What Does Fintech Company Do?
Financial technology – from applications to APIs and cloud – is changing financial services rapidly. This will wreak havoc on some incumbent companies, while others will win big
What is Fintech (Financial Technology)?
Financial technology (Fintech) is a new technology that seeks to improve and automate the delivery and use of financial services.
At its core, fintech is used to assist business owners, enterprises and consumers, in better managing their financial operations and lives, by leveraging special software and algorithms used on computers and smartphones. “Fintech” is the combination of technology and finance.
When fintech emerged in the 21st century, the term was originally applied to technology used in the back-end systems of established financial institutions.
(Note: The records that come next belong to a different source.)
PR #1471, opened 2026-07-19
Cache the user profile locally, and carry anonymous config into new accounts

KallynGowdy:
Show the last-known profile instantly on load (from a localStorage cache)
while LoginManager confirms it over the network, instead of a blank
Account settings page. Also let config set anonymously (font size, theme,
etc.) persist on-device and get adopted as the starting profile.config the
first time a brand-new account logs in on that device.

Claude-Session: https://claude.ai/code/session_01R6ntoC46Us8KVAEUkgZ7VZ


Blitzy:
## Code review

Holding off on merging this for now — the profile-caching and anonymous-config-adoption changes touch the same write paths that have previously caused data-loss, and they need more thorough testing before they're safe to land. Findings below, ranked most severe first.

### 1. Cross-account profile leak: a stale `cachedProfile` survives an account switch that happens before the first load resolves (or after a failed load)
**`LoginManager.tsx:502` / `:524`** — correctness, highest severity

The profile effect only clears `cachedProfile` on switch when `profileUserId !== null` (line 502), but `profileUserId` is set **only** in the success `.then` (line 535). And it only reads a fresh cache when `cachedProfile.peek() === null` (line 524).

Failure path:
1. Log in as user-1 → effect reads user-1's cache into `cachedProfile` (say "Alice"); the network load is still pending, so `profileUserId` is still `null`.
2. Session key is swapped directly to user-2 **before** user-1's load resolves (the "switch without logout" flow the code explicitly supports, line 498–501).
3. Effect re-runs: line 502's guard is `false` (`profileUserId` is `null`) → the clear is skipped; line 524's guard is `false` (`cachedProfile` is non-null "Alice") → user-2's cache is never read.
4. `AccountSettingsView` now displays **user-1's** name/location/picture while the user is signed in as user-2, until user-2's load lands — and *forever* if user-2's load fails transiently.

The same leak triggers if user-1's initial load *failed* (transient/mobile blip, which the comments call common) and the user then switches accounts. The existing "clears the cached profile when switching accounts" test only covers the case where the first load **succeeded**, so this window is untested. Fix likely needs to key the clear/read on `loadingForUserId` rather than gating on `profileUserId` being non-null.

### 2. Save silently discards the user's edits when only the cached profile is shown
**`SettingsPage.tsx:165` + `LoginManager.tsx:596`** — correctness/UX regression

`profile` now falls back to `cachedProfile` (line 165), so the name/location/description inputs render populated even while `login.profile.value` is still `null` (load in flight or failed). But `handleSave` → `updateProfile` bails out at line 596 (`if (!profile.value)`) with only a `console.warn`, and `handleSave` then resets `newName/newLocation/newDescription` to `null` — so the user's typed edits **vanish** and revert to the cached values with no visible feedback. Before this PR the fields were blank in that window, so the user wasn't invited to edit. The Save button (line 390) has no `disabled` gate on `profile.value`. Consider disabling Save (or surfacing "still loading") while `login.profile.value === null`.

### 3. `localConfig` is never cleared when logging into an *existing* account, so anonymous prefs can be adopted by an unrelated future account on a shared device
**`LoginManager.tsx:266`** — correctness/privacy, low-medium

Adoption + clearing of `localConfig` happens only on the `data_not_found` (brand-new account) path. If an anonymous user sets config and then logs into an **existing** account, `localConfig` is left intact. Later, a *different* person who creates a brand-new account on the same device inherits that leftover config. It's only font size/theme, so impact is limited, but it contradicts the "shared device" reasoning in the comment at lines 273–276 (which only guards the adoption path).

### 4. Anonymous config is now persisted in two parallel localStorage stores
**`ProfileConfigSync.tsx:46`** — reuse/altitude, low-medium

`ConfigManager` already mirrors anonymous `fontSize`/`disablePanels` to localStorage via `setLocalTag` (keys `app.fontSize`, `app.disablePanels`; see `ConfigManager.tsx:220,231`). The new anonymous branch writes the *same* values again to a second store (`sb-profile-config-local`, keys `fontSize`/`disablePanels`). Two stores with two key schemes hold the same data, and only one feeds adoption. Worth considering whether adoption could read the existing local cache instead of introducing a parallel one.

### 5. `readLocalConfig` adopts unvalidated data straight into the server profile
**`LoginManager.tsx:161`** — robustness, low

Unlike `readCachedProfile` (which runs `userProfileSchema.safeParse`), `readLocalConfig` returns any non-array object as-is. On first login of a new account that object is written verbatim into the account's `profile.config` via `updateUserProfile`. A corrupt/oversized `sb-profile-config-local` entry becomes durable account state. Consider validating/normalizing before adoption.

---

**Minor:** the anonymous dedup check `existingLocal[key] === value` (`ProfileConfigSync.tsx:43`) is reference-only, inconsistent with the deep-equal check on the logged-in path — harmless for today's primitive-only callers (font size, boolean, lang), but a trap if an object-valued config key is ever saved anonymously. And `effect(() => writeLocalConfig(localConfig.value))` (`LoginManager.tsx:246`) fires once at construction, re-writing the value it just read back to localStorage.

---

Blitzy:
> [!NOTE]

## Code review

This re-review covers the current head (`418f79b`). All five findings from the previous review round (comment above, 2026-07-20) have been verified as fixed by the follow-up commits:

- No. 1 (cross-account profile leak) — fixed in `4f90e46` via the new `cachedProfileUserId` tracking in `LoginManager.tsx`.
- No. 2 (Save silently discarding edits) — fixed in `4f90e46`; `SettingsPage.tsx`'s `AccountSettingsView` now gates `handleSave` and disables the Save button on `isProfileLoaded` (`login.profile.value !== null`), showing "Loading your profile…" instead.
- No. 3 (`localConfig` not cleared on existing-account login) — fixed in `4f90e46`; `LoginManager.tsx:355-357` now clears it on any confirmed profile load, not just the brand-new-account path.
- No. 4 (duplicate anonymous config stores) — fixed in `837d786`, which deletes `ConfigManager.tsx` entirely and folds `fontSize`/`disablePanels` into `SettingsManager`, unifying everything onto `login.localConfig`.
- No. 5 (unvalidated local config adopted into a new account) — fixed in `4edd7a5` with `MAX_LOCAL_CONFIG_JSON_LENGTH`/`MAX_LOCAL_CONFIG_KEYS` caps in `LoginManager.tsx`.

I re-ran `pnpm check:ts`, `pnpm lint`, and the full `pnpm vitest run` suite (3016 tests) against this head — all pass. However, the large `ConfigManager` → `SettingsManager` merge (`837d786`) introduces a new regression that isn't covered by any existing test. Ranked by severity below.

### 1. Anonymous users can never change a setting if the URL carries the matching `app.*` param — the change is silently reverted (High, correctness/UX)

**`managers/SettingsManager.tsx:659-728`**

Before this PR, `SettingsManager`'s settings-derivation effect only re-ran on `login.profile.value` changes, and the URL's query params were captured **once**, at construction, into a plain object (`configBot.tags`) that setters then mutated directly — so a URL param only ever set the *initial* value, and any later edit stuck for the rest of the session.

The merge changed this in two ways at once:
- `readSettings()` now calls `url.searchParams.get(urlKey)` fresh every time it runs, instead of reading a snapshot.
- The wrapping `effect()` now also depends on `login.localConfig.value` (needed to pick up anonymous edits) and `navigation.currentUrl.value`.

The read precedence is `profile ?? url ?? local` (`SettingsManager.tsx:668-671`). For an anonymous user, their own edits only ever land in `local`, which sits **below** the URL in that precedence. Combined with the effect now reactively depending on `login.localConfig.value`, every anonymous edit re-triggers the same effect, which re-reads the (unchanged, still-present) URL param and immediately overwrites the edit back to the URL's value — synchronously, in the same tick as the user's own click.

**Reproduction:**
1. Load the app anonymously with any `app.*` settings param in the URL, e.g. `/reader?app.fontSize=XL` (the realistic case is a partner site embedding Seed Bible in an iframe with a preset config URL — see the "deep-linking" comment at `SettingsManager.tsx:651`).
2. Open Settings and change the font size (or any other setting whose `TAG_*` param is present in the URL) to a different value.
3. The UI briefly shows the new value, then immediately reverts to the URL's original value, with no error or explanation. The user cannot ever change that setting for the rest of the session while anonymous.

I confirmed this with a standalone repro against the actual `createSettings`/`createNavigationManager` code (not just by reading it):
```ts
const login = makeFakeLogin(null); // anonymous
const settings = createSettings(CasualOSManager(), login, navWith("?app.fontSize=XL"));
settings.setFontSize("L");
// login.localConfig.value -> { fontSize: "L" }   (write succeeded)
// settings.settings.value.fontSize -> "XL"       (immediately reverted)
```
This isn't caught by the existing `?app.fontSize=XL` tests in `SettingsManager.test.ts` (lines ~360-402), because those only assert the *initial* read precedence — none of them call a setter afterward and re-check the value.

Note this isn't limited to the two settings that are new to this pattern (`fontSize`, `disablePanels`) — the same `read()` helper and effect apply uniformly to every setting that already lived in `SettingsManager` (`bookOrientation`, `uiSize`, `selectionUI`, `scriptureElements`, `textConfig`, `toolbar`, `keepScreenAwake`, `customHighlightColors`, `scriptureMargin`), so this is a regression for all of them in the anonymous+URL-param case, not just the merged-in fields. Logged-in users are unaffected once they've made an explicit edit, since a write updates `profile.value`, which sits above the URL in the precedence order.

**Suggested fix:** Capture each setting's URL override once at construction (as the old `configBot.tags` did), rather than re-reading `navigation.currentUrl.value` on every `readSettings()` call. That preserves "a deep-link sets the starting value" while letting the effect stay reactive to `profile`/`localConfig` for genuine persistence, without the URL fighting every subsequent user edit.

---

### 2. Minor: redundant recompute on every setter call (Low, no functional impact)

Because the settings effect now depends on `login.localConfig.value` (and `login.profile.value`, which `updateProfile` also writes synchronously), every setter's own `saveProfileConfigValue` call re-triggers the same effect that the setter's optimistic `settings.value = {...}` write just ran. In the non-URL-param case this recomputes to the same value, so it's harmless, but it's worth being aware of as one more symptom of the same root cause as No. 1 above — the effect is doing more reactive work than intended.

---

**Everything else looks solid.** The account-switch cache-ownership tracking (`cachedProfileUserId`), the load-failure handling that keeps a good profile rather than falling back to blank, and the size/shape caps on adopted local config are all well-reasoned and covered by the new `LoginManager.test.ts` (455 lines) and `ProfileConfigSync.test.ts` additions. Given the PR description's own caution about this touching "write paths that have previously caused data-loss," I'd still hold off on merging until No. 1 is addressed, since it's a silent, hard-to-notice regression for the embed/deep-link use case this code explicitly says it's meant to support.

---

KallynGowdy:
## Moved `ThemeManager`'s storage onto `SettingsManager`

`ThemeManager` used to read/write the selected theme (`themeId`), custom color overrides (`customTheme`), and custom highlight overrides (`customHighlights`) directly via `getProfileConfigValue`/`saveProfileConfigValue`, with its own `profile ?? URL param ?? default` read order. That's the same storage mechanism `SettingsManager` already centralizes for its other 14 fields behind a unified `profile > sessionOverrides (URL) > login.localConfig > default` precedence — so `ThemeManager` had the same anonymous-persistence gap `SettingsManager` fixed earlier in this PR: an anonymous user's theme/color choice was written into `login.localConfig` but never read back, so it was lost on refresh.

**Changes:**
- `SettingsManager.tsx`: added `themeId`, `customTheme`, `customHighlights` to `AppSettings` (+ schema, defaults, `readSettings()`, `resetToDefaults()`), and three new setters (`setThemeId`, `setCustomTheme`, `setCustomHighlights`) following the existing setter pattern.
- `ThemeManager.tsx`: `createTheme` now takes a `SettingsManager` instead of `LoginManager`/`NavigationManager`, and reads/writes exclusively through it. `selectedThemeId`/`customOverrides`/`customHighlightOverrides` are now derived `ReadonlySignal`s instead of independently-managed `Signal`s (no consumer impact — nothing outside the manager ever assigned to them directly). Theme-domain validation (which color keys are customizable) stays in `ThemeManager`, layered on top of `SettingsManager`'s generic storage.
- `SeedBibleStateManager.tsx`: `createTheme(login, navigation)` → `createTheme(settings)`.
- Tests: new `ThemeManager.test.ts` coverage for the storage/precedence behavior (profile vs. URL vs. anonymous-local vs. default, including a "survives a simulated refresh" case proving the persistence-gap fix), plus matching `themeId` precedence/reset coverage in `SettingsManager.test.ts`.

No behavior change for logged-in users; anonymous theme/color customization now survives a refresh, matching every other setting in the app.

Verified: full `pnpm vitest run` suite passes, `pnpm check:ts` and `pnpm lint` clean.

---

Blitzy:
> [!NOTE]

## Code review

This re-review covers the current head (`7876102`), triggered by the PR's `ready_for_review` transition. I read through the two prior review rounds on this thread and the full commit history to see what changed since the last automated pass (which reviewed `418f79b` and flagged one regression, "No. 1: anonymous users can never change a setting if the URL carries the matching `app.*` param").

**No new issues found.** Two commits landed since that last review:

1. **`301dad2` — fixes the URL-revert regression (previous finding No. 1).** The fix is correct: `SettingsManager.tsx` now captures the URL's query params once into a per-instance `sessionOverrides` object at construction (`createSettings`, around line 754), instead of re-reading `navigation.currentUrl.value` on every `readSettings()` call. The reactive `effect()` that recomputes `settings.value` (line 843) now only depends on `login.profile.value` / `login.localConfig.value`, so a same-session anonymous edit can no longer be reverted by a stale URL param. I traced through the precedence chain (`profile ?? sessionOverrides ?? local`) and it holds for all 11 pre-existing fields plus the two that previously lacked `sessionOverrides` tracking (`scriptureMargin`, `keepScreenAwake`), which this commit also fixed.

2. **`78761029` — moves `ThemeManager`'s storage onto `SettingsManager`.** This folds `themeId`, `customTheme`, and `customHighlights` into `AppSettings`, giving them the same `profile > sessionOverrides > login.localConfig > default` precedence as every other setting (closing the same anonymous-persistence gap `SettingsManager` fixed earlier for its own fields — an anonymous user's theme/color pick used to be written to `login.localConfig` but never read back). `ThemeManager` now takes a `SettingsManager` instead of `LoginManager`/`NavigationManager` directly, and its own concerns (theme presets, CSS generation, valid-color-key whitelisting via the new `filterValidColorOverrides`) are correctly layered on top. The old `parseThemeId`/`parseCustomTheme`/`parseHighlightOverrides` validation logic moved into `SettingsManager.tsx` intact — I diffed it line-by-line against the pre-move version and it's unchanged. Wiring in `SeedBibleStateManager.tsx` is correct: `settings` is now constructed before `createTheme(settings)`, and I confirmed there are no leftover references anywhere in the tree to the removed `ConfigManager`/`state.config`.

**Verification performed directly** (not just read-through):
- Checked out the PR head in a worktree and ran `pnpm vitest run SettingsManager ThemeManager LoginManager ProfileConfigSync` — **104/104 tests pass**, including the new precedence/refresh-persistence tests for `themeId` (`SettingsManager.test.ts`) and the new `ThemeManager.test.ts` suite (setTheme, custom color/highlight overrides, and an anonymous-choice-survives-refresh test that exercises the exact bug this migration fixes).
- Ran `pnpm check:ts` against the same head — clean, no errors.
- CI's `build`/`deploy` checks on this PR are green.

**Everything from the two earlier review rounds stays fixed on this head:**
- No. 1 (cross-account profile leak) — still fixed via `cachedProfileUserId` tracking.
- No. 2 (Save silently discarding edits) — still gated on `isProfileLoaded`.
- No. 3 (`localConfig` leaking to a new account) — still cleared on any confirmed profile load.
- No. 4 (duplicate anonymous config stores) — still unified onto `login.localConfig` (and now further consolidated with the theme fields too).
- No. 5 (unvalidated local config adopted into a new account) — still capped via `MAX_LOCAL_CONFIG_JSON_LENGTH`/`MAX_LOCAL_CONFIG_KEYS`.
- The URL-revert regression from the second review — fixed as described above.

This looks ready to merge from a correctness standpoint, pending normal human sign-off. Nice work tracking down a subtle reactive-effect bug across two review rounds.

---

KallynGowdy:
@Blitzy Do you think there's anything else blocking this?

Blitzy (dismissed):
Nope I think this is good to go, no blockers.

However, since that time, there has been a shift towards a more consumer-oriented, and therefore, more consumer-oriented definition of service.
Fintech now spans various sectors and industries such as education, retail banking, fundraising, non-profit and investment management. (investopedia.com)
How is Fintech Growing?
Just because fintech is buzzing doesn't mean it's something new. Even though the phrase was only added to the Merriam-Webster dictionary in 2018, the concept has been around for decades. ATMs, for example, have been at the forefront of fintech innovation, such as the signature verification technology first used by banks in the 1860s.
In recent times fintech has gone, from being associated with startups, to becoming a major aspect of established and longstanding financial institutions. While the term, which usually implies something based on Silicon Valley, has taken the big banks by surprise, today, many fintech companies have teamed up with incumbents, which they are purportedly trying to win over.
As a result, several world-famous institutions now have their own fintech hotbeds under their wings.
JP Morgan put away $25 million in fintech startups in 2019. Capital One has created a fintech-infused “banking cafe,” to bring young, digitally savvy customers to the door.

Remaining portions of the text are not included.